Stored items
Issue #235, opened 2024-02-20
Update libraries we test on CI


honno:
- Firstly we really need to
  - [ ] Replace `numpy.array_api` with [`array-api-strict`](https://github.com/data-apis/array-api-strict)
    - `numpy.array_api` is going to be removed and supplanted by this third-party library
    - As bought up in https://github.com/data-apis/array-api-tests/pull/101#issuecomment-1949382387
  - [ ] Also cover `meta/` tests (we never did before!)
    - Would require one or two fixes of those tests. 
- Then ideally we're testing libraries covered by [`array-api-compat`](https://github.com/data-apis/array-api-compat)
  - [ ] NumPy
  - [ ] PyTorch
  - [ ] Dask
  - CuPy is probably a no-go because GPUs on CI is too finnicky
- I think it'd be really nice to test `jax.experimental.array_api` too as it has some distinct properties that we want to be mindful with for future test suite development.

asmeurer:
For array-api-compat I have a script that I can run on a CUDA machine that runs the CuPy tests. We could have something like that here. We could also do that for PyTorch GPU. We would then just have to run it ourselves manually from time to time.

PR #298, opened 2024-11-14
CI: parametrize over Array API modules

ev-br:
towards https://github.com/data-apis/array-api-tests/issues/235

### DIFF
--- a/.github/workflows/test.yml
+++ b/.github/workflows/test.yml
@@ -30,6 +30,8 @@ jobs:
         elif [[ ${{ matrix.array-api-module }} == *"jax.numpy"* ]]
         then
           python -m pip install "jax[cpu]"
+        elif [[ ${{ matrix.array-api-module }} == *"numpy"* ]]
+          python -m pip install numpy
         else
           python -m pip install ${{ matrix.array-api-module }}
         fi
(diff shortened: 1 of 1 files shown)


asmeurer:
The thing we really want to test here is that the tests themselves don't break whenever we update them or write new ones. This is especially important if we want to do some more serious refactorings here. The test suite is a little odd because we often will "break" upstream by adding a test that fails, because the upstream library is not conformant but the thing was just never tested before. But we don't want to "break" upstream by adding a test that's actually wrong, or testing something in a way that isn't really actually required by the standard (an example would be a floating-point closeness test that is too strict).

So when it comes down to it, what should go on CI here really just comes down to developer convenience. The test suite will be run upstream eventually anyways, by the upstreams themselves (and compat is probably the primary upstream since it tests 4 different libraries). On the one hand, testing more libraries here will catch more things. But on the other hand, we have to maintain a set of skips/xfails here to effectively do that, because many failures are expected. This is the case even for compat. We could reuse the xfail files in the compat repo, although that would effectively amount to just duplicating the CI here from the compat repo. The benefit of that would be catching failures faster. 

But also consider that this repo doesn't have releases. If something breaks, you can very easily revert it. 

The strict library is nice because it has almost no xfails. Plan NumPy 2.1 is like that as well, although that could change whenever new functions get added to the standard. 

For now, I've made heavy use of local testing against various libraries when doing development here. If you feel that having that on CI would be better, then you should set it up. It really comes down to what's the most convenient. That would mean either maintaining a set of xfails, or just ignoring failures entirely and just using the CI as a vehicle to run the tests. You definitely should check any updated test against the major libraries one way or the other.

Issue #301, opened 2024-11-14
Incomplete tests


asmeurer:
This is a tracking issue for tests that are currently incomplete. These are mostly notated in the code by TODO comments, but it's useful to note them all here too. I haven't checked everything throughly so if there is something missing that isn't noted in a comment it might not be listed here.

Note there are also some functions that aren't yet tested at all, but those are covered in separate issues (e.g., #248 #299). I also am not including tests that are currently skipped entirely as flaky (https://github.com/data-apis/array-api-tests/issues/300).

**test_manipulation_functions.py**

- `test_tile` (no shapes or values testing)

**test_operators_and_elementwise_functions.py**

- `test_divide` (no complex numbers testing)
- `test_negative` (there is a TODO about uints)

**test_statistical_functions.py**

See also https://github.com/data-apis/array-api-tests/issues/167

- `test_mean` (no values testing)
- `test_std` (no values testing)
- `test_var` (no values testing)

**NOTE: THIS LIST IS INCOMPLETE**

ev-br:
> test_negative (there is a TODO about uints)

The TODO is `# TODO: clarify if uints are acceptable, adjust accordingly` and apparently negative(uint) wraps around in at least several libraries:

```
In [1]: import torch

In [2]: torch.negative
Out[2]: <function torch._VariableFunctionsClass.negative>

In [3]: torch.negative(torch.as_tensor(3, dtype=torch.uint8))
Out[3]: tensor(253, dtype=torch.uint8)

In [4]: import jax.numpy as jnp

In [5]: jnp.negative(jnp.asarray(3, dtype=jnp.uint8))
Out[5]: Array(253, dtype=uint8)

In [6]: import numpy as np

In [7]: np.negative(np.asarray(3, dtype=np.uint8))
Out[7]: np.uint8(253)

In [8]: np.__version__
Out[8]: '2.1.0'

In [9]: import array_api_strict as xp

In [10]: xp.negative(xp.asarray(3, dtype=xp.uint8))
Out[10]: Array(253, dtype=array_api_strict.uint8)

```

The spec does not seem to fix the behavior for unsigned ints: https://data-apis.org/array-api/latest/API_specification/generated/array_api.negative.html

So maybe a first action item is to clarify the spec?

asmeurer:
[...]

PR #306, opened 2024-11-16
stop skipping test_divide for complex inputs

ev-br:
Address the `test_divide (no complex numbers testing)` part of https://github.com/data-apis/array-api-tests/issues/301

Locally tests seem to pass, so I actually wonder what was meant by the TODO comment.


asmeurer:
Not sure. It was added in ff865bcd. It's possible my fix at aba096e6 using `cmath` instead of `math` was all that was needed.

PR #308, opened 2024-11-17
Use `math.prod`

ev-br:
Minor housekeeping. Requiring python >= 3.8 seems reasonably safe now.


asmeurer:
Indeed there should be no issues with using it now. You do sometimes do have to be a little careful that 0-D arrays (or numpy scalars) don't sneak in. But if that happens, generally it means you should have put a call to `int` somewhere.

PR #309, opened 2024-11-18
switch back testing of irfftn shapes

ev-br:
I *believe* this is a correct interpretation of https://numpy.org/doc/stable/reference/generated/numpy.fft.irfftn.html

cross-ref gh-301

### DIFF
--- a/array_api_tests/test_fft.py
+++ b/array_api_tests/test_fft.py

■ Task prompt:
Number of lines above with the word "added": supply it alone.

■ Solution for this exercise:
2